Justice Builders
In righting wrongs, they’re protecting the health of millions.
When access to food, medical treatment, education, or basic human rights is unequal, public health suffers. Bloomberg School faculty—past and present—demonstrate how the persistent pursuit of justice changes history and human health.
Disability and Hearing Impairments
William G. Hardy, Miriam Pauls Hardy & Nicholas Reed
Then » In the mid-20th century, American schools often excluded children with hearing loss. Officials labeled them “ineducable.” In 1949, William G. Hardy, PhD, and Miriam Pauls Hardy, PhD, joined the Division of Audiology and Speech (in what is today the Department of Environmental Health and Engineering) and sought to change that.
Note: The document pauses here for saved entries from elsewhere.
PR #3779, opened 2026-02-05
Fix HTML single-line regex to allow importText action

### LINKED ISSUE #3744: Copied text from Note become subthought when pasted onto a thought
## Step to reproduce
1.  Create a thought
2. Create a note
3. Double tap a word on the note text
4. Copy the selection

They were instrumental in reframing hearing loss as a communication challenge, not a cognitive or intellectual disability.
NOW » Audiologist Nicholas Reed, AuD, is leading efforts to broaden Medicare coverage to include hearing aids and clinical services for the two-thirds of adults over 70 with hearing loss. Reed and colleagues at the Cochlear Center for Hearing and Public Health have identified hearing loss as a risk factor for Alzheimer’s, dementia, cognitive decline, and depression. He has also shown that adults with hearing loss experience a range of injustices in a health care system that relies heavily on oral communication, including impeded patient-provider communication, higher costs, and less satisfaction with care.
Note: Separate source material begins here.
PR #3788, opened 2026-02-07
Move preventDefault from keydown to beforeinput

### LINKED ISSUE #3707: [mobile] Keyboard doesn't open after Select All + 2x New Thought
I recommend thoroughly identifying the cause and planning a solution before starting the implementation on this one, as editing mode is quite sensitive.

LGBTQ+ Rights and Representation
Nancy Kass & S. Wilson Beckham
Then » Early in the AIDS crisis, Nancy E. Kass, ScD ’89, documented discrimination by health providers and insurance companies against bisexual and gay men. For example, 16 times as many respondents with AIDS said they had been refused treatment by a dentist as those who were HIV negative. Kass, now a professor in Health Policy and Management, helped lay the foundation for the bioethics of AIDS—and the protection of the rights of pregnant women, patients, and research study participants.
NOW » S. Wilson Beckham, PhD ’13, fights health care discrimination against gender diverse people today. Beckham, an assistant scientist in Health, Behavior and Society, asserts that “the medical world has pathologized transgender and neurodiverse people”—groups with considerable overlap. With more than 100 anti-transgender bills pending in state legislatures, “trans people are under attack,” he says. “We are fighting for our existence and even the reality of our existence.” Beckham, one of a handful of scholars of transgender health who also identify as transgender, advocates for the rights and representation of transgender people in HIV research.
A Right to Care
Carl Taylor & Leiyu Shi
Then » Carl E. Taylor, MD, DrPH, founding chair of International Health, dedicated his career to empowering local people in more than 70 countries to address their own health issues. He played a leading role in crafting the 1978 WHO/UNICEF Alma-Ata Declaration, the first international statement to underscore the importance of primary health care and assert that health care is a fundamental human right.
NOW » Alma-Ata guides Leiyu Shi’s ongoing research and advocacy for community health centers, which he has championed before the U.S. Congress. In the 1980s, as an assistant health officer serving the 10 million citizens of Shanghai, Shi, DrPH, MBA, MPA, promoted grassroots primary health care that provided basic, affordable services in a setting with few health professionals and little funding. Shi joined the Health Policy and Management faculty in 1997 as co-director of the Primary Care Policy Center. He developed tools and fashioned research projects aimed at fundamentally changing the health systems—in the U.S. and globally—to deliver more just, equitable, and sustainable health services.
Food Access and Equity
M. Alfred Haynes & Darriel Harris
Then » In 1968, associate professor of International Health M. Alfred Haynes, MD, MPH, testified before Congress that he had found evidence of stunted physical growth and delayed mental development that indicated a silent epidemic of hunger and malnutrition in communities across America. He was part of the civil rights and anti-hunger movements that spurred a historic expansion of federal food security programs, especially those for children.
NOW » As the first Cynthia & Robert S. Lawrence Fellow at the Center for a Livable Future, Darriel Harris, PhD ’21, MDiv, MA, is developing food system strategies that advance environmental justice, racial equity, and public health. Harris began pursuing ideas such as food policy councils and collective action against polluting factory farms while earning a PhD in Health, Behavior and Society, and has since begun investigating collective action against polluting factory farms. He also draws on his experience as a local pastor and project manager with CLF’s Baltimore Food and Faith Project, where he used tools such as congregational gardens and farmers markets to engage parishioners in examining the connections among diet, health, and environment through the lens of their own religious traditions.